秀嶋賢人のはてなブログ

映画監督・NPO法人SocialNetProjectMOVE理事長

空想の世界

改めていうことではないが、身近に迫る危機がない限り、この国はなにひとつ自らの意志と決意で国のあり様を変えようとはしない。

しかも、身近に迫る危機への予測、予感、つまりは状況分析ではなく、具体的に、視覚的、体感として、それが出現しない限り、実感を持てない。

簡単にいえば、危機を体験しない限り、制度変更へは向えない民族であり、国家だ。

この歴史的事実は、二つの危うさをこの国にもたらし、いまももたらし続けている。

ひとつは、危機意識のない自分たちは間違っている。ゆえに、現状のようなテロが頻発する世界状勢、近隣国家の大国化、ナショナリズム化に対して、それに対処しうる国家として自ら生まれ変わらなくてはいけないという声が直情的、短絡的に沸きあがる危うさだ

そして、またひとつには、そうした国家に変貌することの現実的な危うさ、危機への予測と予感も持てないことだ。

どうだろう。一見、危機を認識し、危機に対して、これまでとは違う自発的、自動的、主体的な対処のできる国家へ変貌しようとしながら、じつは、まったくそこにある危機にも気づけていない。
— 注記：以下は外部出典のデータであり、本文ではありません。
PR #1577, opened 2026-08-20
fix(cowork): give each firewall failure its own cause, hint and evidence

### LINKED ISSUE #1372: firewall.rs: AdapterEnumerationFailed fuses two causes, QueryFailed drops its diagnostics
Found during the six-reviewer pass on #1366. Same defect class that #1298 fixed for `SubnetDetectionFailed`, in the variant next door — which #1366 deliberately left alone to keep its scope honest.

## `AdapterEnumerationFailed` fuses two causes with opposite remedies

`src-tauri/src/firewall.rs` matches `ErrorKind::NotFound` (powershell.exe missing — PATH damage, Server Core, a locked-down execution policy) separately from every other spawn error, then returns **the same** `FirewallError::AdapterEnumerationFailed` from both. They differ only in log text.

The client renders one message for both (`src/client/cowork/cowork-helpers.ts`):

> "Could not enumerate Hyper-V network adapters. Run Tandem as administrator or reboot to refresh the adapter list."

For a missing interpreter that advice cannot work, and the sentence asserts an enumeration was attempted when the interpreter never launched. This is precisely the shape #1298 removed from `SubnetDetectionFailed`: one confident sentence covering situations whose recoveries differ.

Fix: split into `PowerShellNotFound` and `PowerShellSpawnFailed { io_kind }` (or extend `SubnetDetectionReason`), with copy that names the interpreter.

**Guardrail:** do NOT attach the raw `io::Error` to the returned variant. `firewall.rs` deliberately keeps `{e}` in `log::warn!` and off the wire, because a failed `Command::new("powershell")` spawn error carries the resolved executable path — and #1366 just added client-side `console.error` logging of this command's raw message on the assumption that its payloads stay path-free. Widening the variant would turn that into a host-path leak into pasted bug reports.

## `QueryFailed` drops the diagnostics it already captured

`firewall.rs` reads and truncates `stderr` on the failure branch, then calls `classify_subnet_output(output.status.success(), &stdout)` with **stdout only**. The stderr tail survives exclusively in a `log::debug!`, a level typically filtered out of release desktop builds, and never crosses the wire.

Contrast `NetshFailure`, which deliberately carries `exit_code`, `stderr_tail` and `stdout_tail` and renders them. The subnet path had the same information and dropped it, so a user reporting "Windows couldn't list Hyper-V network adapters" gives us nothing to act on.

Fix: carry `exit_code` + `stderr_tail` on `QueryFailed` (it is already a payload-carrying struct), and raise the failure-branch log from `debug!` to `warn!`. `stderr_tail` is already an accepted-on-the-wire payload for `NetshFailure`, so this does not change the privacy posture — but it does mean the client-side logging note added in #1366 needs revisiting at the same time.

bloknayrb:
Closes #1372.

## The bug

Every way the Cowork firewall step can fail arrived at the user as one undifferentiated message that blamed the install. The advice it gave — "is Cowork set up on this machine?" — is wrong for most of the causes, and demonstrably wrong for all of them: the workspace scan has already succeeded before any of the three surfaces can reach that code.

## What each cause now says

- **`adapterEnumerationFailed`** is new, and splits "PowerShell never started" out of "the query failed". It carries `notFound` / `permissionDenied` / `spawnFailed`. None of the three mentions administrator rights: elevation has nothing to do with whether a process can be spawned, and that sentence sent people to a UAC prompt that could not have helped.
- **`subnetDetectionFailed`** keeps #1298's four reasons and now carries the run's own evidence — the exit code and a stderr excerpt — when the process actually failed.
- **`netshFailure`**'s excerpts render for the first time (see below).

`permissionDenied` also matches raw OS errors **1260 and 740**. This is the arm's whole reason for existing — the split is justified by "a refused spawn is an execution-policy or application-control problem", and the mechanisms that actually refuse one (AppLocker, WDAC, SRP) report `ERROR_ACCESS_DISABLED_BY_POLICY`, which Rust has no `ErrorKind` for. Matching on `kind()` alone never reached the arm.

## A wire bug this surfaced

`#[serde(rename_all = "camelCase")]` on an enum renames the **variants** only, not struct-variant **fields**. `FirewallError::NetshFailure` had been going out as `exit_code` / `stderr_tail` / `stdout_tail` while `src/client/types.ts` read `exitCode` / `stderrTail` / `stdoutTail`. `truncateStderr(undefined)` threw, `formatCoworkError` fell to its catch, and the user got raw JSON — for months, with no type error on either side. `rename_all_fields = "camelCase"` (serde ≥ 1.0.184, hence the bumped floor) is the attribute that renames fields.

A consequence worth stating plainly: **this PR is what makes netsh's captured excerpts render at all**, so they are newly user-visible and are treated as new exposure — redacted, and capped at the same 200 bytes as everything else rather than the 400 they were carrying.

## The part that mattered most: making it testable

Everything after the spawn now lives in `finish_subnet_query`, a pure function. That is not tidying. The redaction, the excerpt limit, the choice of stream and the log level were all stranded inside a function that spawns a process and therefore has no test — each was one token from silently regressing, and **three of them were already wrong**:

1. **Redaction ran after truncation.** `redact_home` matches the home directory as a plain substring, so cutting first sliced through that prefix; `contains(home)` then went false, the redaction silently no-opped, and the surviving fragment still spelled the username. Redaction was active only in the cases where truncation was *not* — i.e. never in the long outputs that most need it.
2. **The log line carried the raw excerpt**, and only the wire copy was redacted — while the wire copy is the ephemeral one (a toast the user chooses whether to paste) and the log copy is 25 MB of `TargetKind::LogDir` that users attach to bug reports. Raising these lines from DEBUG to WARN, which is half of what #1372 asked for, is precisely what would have made that unredacted copy persist in release builds.
3. **Diagnostics were keyed on the classification, not on the process.** `classify_subnet_output` returns `queryFailed` on two paths — a non-zero exit, and a *zero* exit whose stdout carried no marker. The second got `exitCode: 0` and an empty stderr, which the client rendered as "(PowerShell exit 0: (no output))" appended to "Windows couldn't list Hyper-V network adapters". Self-contradictory, and strictly worse than the bare hint. The client now also refuses to render a zero exit code, as defence in depth — neither side alone made the contradiction visible.

The log level now follows the **classification** rather than the exit status, which closes the same gap on the third path: a zero exit we could not parse is still a failure, and it was reaching `log::debug!`.

## Smaller corrections

- The excerpt keeps the **head** of the error, not the tail. A PowerShell `ErrorRecord` leads with the message and ends with the `+ CategoryInfo :` trailer, so keeping the last 200 bytes reliably kept the half nobody can act on — for the flagship case this issue exists to serve.
- The rendered excerpt is collapsed to one line; every consumer is a single-line toast or an inline warning box.
- Copy fix: Windows Server and Server Core both ship Windows PowerShell. Nano Server is the accurate claim.
- Several comments justified optional fields as tolerance for "a sidecar built before #1372". No such skew exists — `firewall.rs` runs in the Tauri shell and the WebView loads `frontendDist`, so the Rust and the TypeScript ship as one artifact. What optionality actually buys is tolerance of a Rust-side rename, which is invisible to TypeScript because the union is hand-maintained. The comments now say that instead.
- `cowork-invoke.ts`'s "safe to log verbatim" argument now notes its own caveat: `lib.rs`'s `Display` fallback would take the payload-free branch while not being payload-free. It is unreachable today (serialising this enum cannot fail), so the ordering argument holds and the payload-free claim does not.

## Verification

- **33 Rust unit tests**, **84 client tests**, full vitest suite (526 files), typecheck and biome green.
- **A 12-mutation sweep** over the new logic, hashed before and after so a no-op mutation cannot pass as a kill. All red — including the five that were **green before this round**: drop redaction entirely, truncate-before-redact, log the raw streams, always log at DEBUG, and widen the 200-byte cap to 100 KB. Two of the sweep's first-run survivors were fixed by strengthening the assertions rather than the code: the redaction-ordering test now sizes its input so the cut lands *inside* the username (asserting only on the full username missed the fragment, which is the leak), and the cap assertion uses a literal `200` rather than the constant, since an assertion written in terms of the cap widens when the cap does.
- **Caveat on the Rust half.** `firewall.rs` is `#[cfg(target_os = "windows")]`, so a Linux `cargo test` never compiles it. The 33 tests were run under a harness that temporarily lifts that gate and always reverts. **CI's `rust-test (windows-latest)` job is the real check** and has not run yet at the time of writing.

---


bloknayrb:
## Manual verification — real Windows 11 hardware

**The bug is live on master.** Confirmed independently of this branch: `git show origin/master:src-tauri/src/firewall.rs` carries `#[serde(tag = "kind", rename_all = "camelCase")]` with no `rename_all_fields`, so `NetshFailure` serializes as `exit_code`/`stderr_tail`/`stdout_tail` while `src/client/types.ts:97` declares `exitCode`/`stderrTail`/`stdoutTail`. Every read is `undefined`.

**Rust suite: 33 passed / 0 failed** — `cargo test --manifest-path src-tauri/Cargo.toml firewall` on Windows 11 Pro 26200, the only platform this `#![cfg(target_os = "windows")]` module ever executes on. CI's `rust-test (windows-latest)` agrees.

**The wire-spelling gate is not vacuous.** Mutation check: deleted `rename_all_fields = "camelCase"` from the container attribute and re-ran — `netsh_failure_fields_use_the_wire_spelling` and `query_failed_diagnostics_are_omitted_from_the_wire_when_absent` both FAILED (31 passed / 2 failed). Restored; tree clean. A broken version looks different, which is what makes the green meaningful.

**TypeScript: 95 passed / 0 failed** across `firewall-invariant-citations`, `firewall-reason-alignment`, `cowork-settings`. `npm run typecheck` clean (1341 files, 0 errors, 0 warnings).

**Live app, `cargo tauri dev` built from this branch** (binary mtime 14:48:40, checkout 14:47:54): Settings → AI Assistant → Cowork integration renders the healthy state — "Tandem is reachable from Cowork", no raw-JSON fallback, no error banner on the Cowork panel.

### What I could not observe live, stated plainly

I did not manufacture a real `netsh`/PowerShell failure on this machine, so the `netshFailure` payload was never watched crossing the IPC boundary in the running app. Tauri serializes a command's `Err` with `serde_json`, which is exactly what `netsh_failure_fields_use_the_wire_spelling` asserts byte-for-byte — so the spelling is pinned at the serializer, not inferred — but the end-to-end render of a failure toast remains unexercised on hardware.

Unrelated to this PR and pre-existing: `/api/integrations` returns 500 on this machine because `%LOCALAPPDATA%\tandem\Data\integrations.json` holds `schemaVersion: 4` (file mtime 2026-08-04, predates this session) against a build supporting 3. `/api/integrations/existing` is 200 and healthy. The AI Assistant tab's "Failed to load integrations (HTTP 500)" banner is that file, not this change.

PR #1578, opened 2026-08-20
fix(cowork): split pre-flight `unknown` into `unavailable` vs `failed` (#1436)

### LINKED ISSUE #1436: Cowork pre-flight: an `unknown` probe is pixel-identical to a passing one
Found by the silent-failure review of #1389/#1390/#1376/#1375 (branch `fix/c4-wizard-cowork`). Deliberately left out of that PR because fixing it properly changes a wire contract, not just a render.

## What happens

`coworkPreflightSubnet` (`src/client/cowork/cowork-invoke.ts:107-134`) returns `{ status: "unknown" }` when it cannot classify the failure. All three Enable surfaces render nothing for `unknown` — and they also render nothing for `ok`. So:

1. User checks "Enable Cowork integration"
2. "Checking your network…" appears in the live region
3. The probe throws (Tauri bridge missing, `cowork_preflight_subnet` unregistered on a mismatched sidecar, serde shape drift)
4. The region empties

The reasonable reading is "the check passed." What happened is that the check never ran. For a screen-reader user it is worse: `role="status"` announces added and changed text, but *emptying* a region announces nothing at all — so the sequence is "Checking your network…" followed by permanent silence.

The only record is a `console.error` in a WebView console the user never opens.

## Why it wasn't fixed in the C4 PR

`unknown` is overloaded. The same value covers:

- a genuine fault (unregistered command, serde drift) — `console.error`
- the routine non-Windows / no-Tauri case — `console.debug`, and `TAURI_NOT_AVAILABLE` / `COWORK_WINDOWS_ONLY` are explicitly special-cased for exactly this reason

Rendering "Couldn't check your network" for `unknown` would fire on the ordinary path too. Separating them needs a fourth variant on the `SubnetPreflight` union, which is the same wire contract #1371–#1374 are already re-litigating (`queryFailed` / `adapterEnumerationFailed` / `Timeout`). This should be decided with those, not ahead of them.

## Suggested shape

Split `unknown` into `unavailable` (probe cannot run here — render nothing, current behaviour) and `failed` (probe ran and broke — render a hedged line: "Couldn't check your network — enabling may still work"). The second gives the `ok` case's silence a meaning by contrast, which is the part that makes the current design unreadable.

The live region built by #1376 is already the place to put it; the C4 work built the affordance and stopped short of using it.

## Files

- `src/client/cowork/cowork-invoke.ts:107-134` — the classifier
- `src/client/hooks/useCoworkPreflight.svelte.ts` — `run()`'s catch arm sets `unknown` too
- render sites: `CoworkSettings.svelte`, `CoworkOnboardingStep.svelte`, `IntegrationWizardModal.svelte`

bloknayrb:
Closes #1436.

## The defect

`SubnetPreflight` collapsed two unrelated outcomes into a single `unknown` state:

- "this platform has no Cowork integration to probe" (a non-Windows box, no Tauri bridge), and
- "the probe ran and we could not classify what came back" (a genuine fault).

Both rendered as **silence**. A real pre-flight failure was indistinguishable from a no-op on a machine where the feature does not exist, so the user saw nothing and the developer got nothing beyond a `console.debug`.

## The fix

`SubnetPreflight` is now four states — `ok`, `blocked`, `unavailable`, `failed`.

### The classification was also wrong, not just under-expressed

The producer treated a `TAURI_NOT_AVAILABLE` message as "no Tauri bridge, so this is an environment without the feature". But every surface that reaches this code is already gated on `isTauriRuntime()` **and** `osSupported`. Inside Tauri, that message means a chunk that must exist did not load — a **fault**, not an environment.

So the arm is now:

```ts
if (
  rawMsg.includes(COWORK_WINDOWS_ONLY) ||
  (rawMsg === TAURI_NOT_AVAILABLE && !isTauriRuntime())
) {
  console.debug("[cowork] subnet pre-flight unavailable:", rawMsg);
  return { status: "unavailable" };
}
console.error("[cowork] subnet pre-flight could not be classified:", rawMsg);
return { status: "failed" };
```

A consequence worth stating plainly: **`unavailable` is unreachable in the shipped app.** The doc comment says so, and says why it must not be folded into `failed` anyway — the distinction is what makes the `failed` arm's `console.error` meaningful, and the gating that makes it unreachable is three call sites away and could change.

`COWORK_WINDOWS_ONLY`'s doc comment now records that the string **selects behaviour**, not merely a log level — the previous wording invited someone to "clean up" the literal.

### What the user sees

`failed` renders one new line — `Couldn't check your network — enabling may still work.` — **inside the existing `role="status"` live region** at all three surfaces:

| Surface | class | `data-testid` |
|---|---|---|
| `CoworkSettings.svelte` | `cs-help-text` | `cowork-preflight-failed` |
| `CoworkOnboardingStep.svelte` | `cos-checking` | `cowork-onboarding-preflight-failed` |
| `IntegrationWizardModal.svelte` | `iw-hint-text` | `integration-wizard-cowork-preflight-failed` |

None of them swaps **Enable** for **Check again** — only `blocked` does that, because only `blocked` means we know something about the network is actually wrong. `failed` means we don't know, and the copy says exactly that.

`unavailable` stays silent, and there is a test on each surface asserting that silence, so a later "helpful" branch can't quietly appear there.

### Privacy note in the code

Logging `rawMsg` on the `failed` arm is safe **not** because the wire is payload-free, but because nothing reaches that arm unless `parseFirewallErrorVariant` already returned null. The comment says that, and flags that #1577 adds `stderr_tail` to `SubnetDetectionFailed` — so this arm needs re-checking when that lands.

## Verification

- `npm run typecheck` — clean
- `biome check` — clean
- `npm test` — **7745 passed, 24 skipped**
- `npm run test:e2e` — **358 passed, 11 skipped**, exit 0
- **Two hash-guarded mutation sweeps, 15 mutations, zero survivors** — covering the classification split, the live-region *containment* of each new branch (an early attempt "survived" because the moved block was still inside the `role="status"` div; the real mutation moves it past the closing tag), and the silence of `unavailable`.

Three `data-testid` values added, none removed. `docs/design-system-impl/testid-manifest.md` and `tests/design-system-impl/__snapshots__/testid-set.snap.txt` regenerated per Critical Rule 7.

## Not tier A

This adds user-visible copy and three new rendered branches, so it falls outside the docs/test/tooling tier. It needs a look on Windows hardware before merge — specifically, that the `failed` line reads sensibly in the wizard's cramped hint row.

## Test-fixture note

`tests/client/cowork-settings.test.ts` previously used `new Error("Windows only")` as the Windows-only fixture. That string does **not** match `COWORK_WINDOWS_ONLY` (`"Cowork integration is Windows-only"`), so it classified as the fallback. Pre-split both arms returned one `unknown`, so the drift was invisible. The fixture now uses the real Rust literal, with a comment explaining why the literal — not the imported constant — is the right spelling for a fixture whose whole job is to detect drift between the two sides.

---

### DIFF
--- a/docs/design-system-impl/testid-manifest.md
+++ b/docs/design-system-impl/testid-manifest.md
@@ -279,12 +279,24 @@ shipped and were removed:
   `cowork-preflight-{blocked,retry-btn}`. The retry button **replaces** the
   enable-confirm button while detection is known-failing, so a spec asserting
   `*-enable-confirm-btn` visible must first establish the probe did not block.
+- Broken-probe line (#1436): `cowork-preflight-failed`,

いやいや。そんなことはない。この世界の、この近隣諸国の状勢を分析すれば、こういう結論しかないじゃないか。これは危機回避のため当然のことであって、そこに危機などあるはずはない。そう人はいうだろう。

だが、それは、この国の現在の危機管理能力、有事にあってどれほどの実戦的能力と意志がそこにあり、かつインテリジェンス・ネットワークがいかばかりかを忖度してない人たちの声だ。

戦争容認国家を見よう見まねで模倣して、法制や制度をいじってみたところで、いまこの国に、国家主義による危機への欧米先進国並み、あるいは中東諸国並み対応ができるほどの能力もなかえれば、メンタリティも整ってはいない。

かつて、この国が無謀な日露戦争、とはいえ、ほぼ旅順と日本海海戦のみの局地的優位を勝利しただけだが、それにからくも勝利できたとき、現在とは比べものにならない能力とメンタリティがあった。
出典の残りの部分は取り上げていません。